### Problem
Within the records below is a range that opens at the line with "PR #122, opened 2023-01-25" and closes at the line with "Changing only the". Return that range word for word, both ends included, and only that range.

++++++++

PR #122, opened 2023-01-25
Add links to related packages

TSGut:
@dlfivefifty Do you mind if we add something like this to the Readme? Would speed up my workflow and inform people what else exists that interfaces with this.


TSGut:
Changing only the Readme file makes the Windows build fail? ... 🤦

++++++++

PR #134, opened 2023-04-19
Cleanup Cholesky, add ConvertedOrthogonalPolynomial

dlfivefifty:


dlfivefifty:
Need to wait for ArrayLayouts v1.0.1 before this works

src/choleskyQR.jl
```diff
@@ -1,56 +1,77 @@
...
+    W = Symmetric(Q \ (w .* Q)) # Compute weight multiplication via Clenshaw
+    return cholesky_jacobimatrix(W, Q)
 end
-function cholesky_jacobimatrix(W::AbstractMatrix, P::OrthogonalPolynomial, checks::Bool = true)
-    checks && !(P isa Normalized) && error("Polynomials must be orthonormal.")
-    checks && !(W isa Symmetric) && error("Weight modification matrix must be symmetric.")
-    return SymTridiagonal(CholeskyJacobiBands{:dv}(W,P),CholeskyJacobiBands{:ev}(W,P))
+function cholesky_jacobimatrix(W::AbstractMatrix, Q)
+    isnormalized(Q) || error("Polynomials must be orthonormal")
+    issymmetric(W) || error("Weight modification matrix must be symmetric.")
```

++++++++

### Result below
PR #122, opened 2023-01-25
Add links to related packages

TSGut:
@dlfivefifty Do you mind if we add something like this to the Readme? Would speed up my workflow and inform people what else exists that interfaces with this.


TSGut:
Changing only the Readme file makes the Windows build fail? ... 🤦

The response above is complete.